With respect to the police and the army (though not, for example, tax collection agencies) it turns out that there is at least a partial answer to that question.
The Development Assistance Committee (DAC) of the OECD compiles statistics on “Official Development Assistance” as a percentage of a donor nation’s GDP, against a UN target of 0.7%. That produces the familiar graphic below:
The DAC defines ODA as:
Flows of official financing administered with the promotion of the economic development and welfare of developing countries as the main objective, and which are concessional in character with a grant element of at least 25 percent (using a fixed 10 percent rate of discount). By convention, ODA flows comprise contributions of donor government agencies, at all levels, to developing countries (“bilateral ODA”) and to multilateral institutions. ODA receipts comprise disbursements by bilateral donors and multilateral institutions.
This definition is intended to distinguish “development assistance” from “security assistance,” preventing donors, especially the U.S. but also Russia and China, from getting “development assistance” credit for buying friendly generals expensive toys. Fighter planes don’t build societies.
But the police count as “security forces,” so aid to the police is “security assistance,” and therefore not, as it is said, “DAC-able.” So giving money for worthless prestige projects counts, and giving money for essential public safety doesn’t count.
Which proves, yet again, that what seem like mundane decisions about data collection and analyiss can have important real-world impacts.

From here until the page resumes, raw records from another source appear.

PR #6348, opened 2021-12-15
Focus and select search input

jareha:
# Changes
* Focus and select search input on page load.
* Copyedit comments.

### DIFF
--- a/js/main.js
+++ b/js/main.js
@@ -1,6 +1,13 @@
 $(document).ready(function () {
-  // Focus and select search input
-  $('#innerSearchBox').focus().select();
+  // Execute when window resized
+  $(window).resize(function() {
+    const width = $(window).innerWidth(); // New width
+
+    if (width >= 992) {
+      // Focus and select search input
+      $('#innerSearchBox').focus().select();
+    }
+  });
   
   // Show popup notice
   $('.exception').popup({ position: 'right center', hoverable: true, title: 'Exceptions & Restrictions' });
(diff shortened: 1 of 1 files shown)


Carlgo11:
This would cause all devices with on-screen keyboards to activate the keyboards on site load. I don't think that's a desirable thing.

jareha:
Fair point. I checked a couple search engines and found, to your point, they don‘t focus on mobile, but do on desktop:

* Bing
* DuckDuckGo
* Google
* Yahoo

How would y‘all feel about limiting this functionality to desktop, then?

(Might be why I‘ve only wanted this change on 2FA Directory, as it‘s one of the only sites I use exclusively on desktop.)

Carlgo11:
If you find some way to determine that reliably then I see no problem with adding that feature.

jareha:
How do you feel about the following?

```JavaScript
$(document).ready(function () {
  // This will execute whenever the window is resized
  $(window).resize(function() {
    const width = $(window).innerWidth(); // New width

    if (width < 993) {
      // Focus and select search input
      $('#innerSearchBox').focus().select();
    }
  });

  // Rest of block
});
```

ApCoder123:
The width check condition should be `width>=992` in order to only focus on desktop (when width is greater than `lg` breakpoint).

jareha:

Given that the police and the army can be tools of oppression as well as guarantors of civil peace, it’s not hard to understand the prejudice of the development community against anything with a “security” element to it. (Back when I was at the Kennedy School, I discovered that the charter of the Harvard Institute on International Development forbade any engagement in crime-control projects.) But economic development demands a modicum of honest law enforcement. Time to reconsider the rules?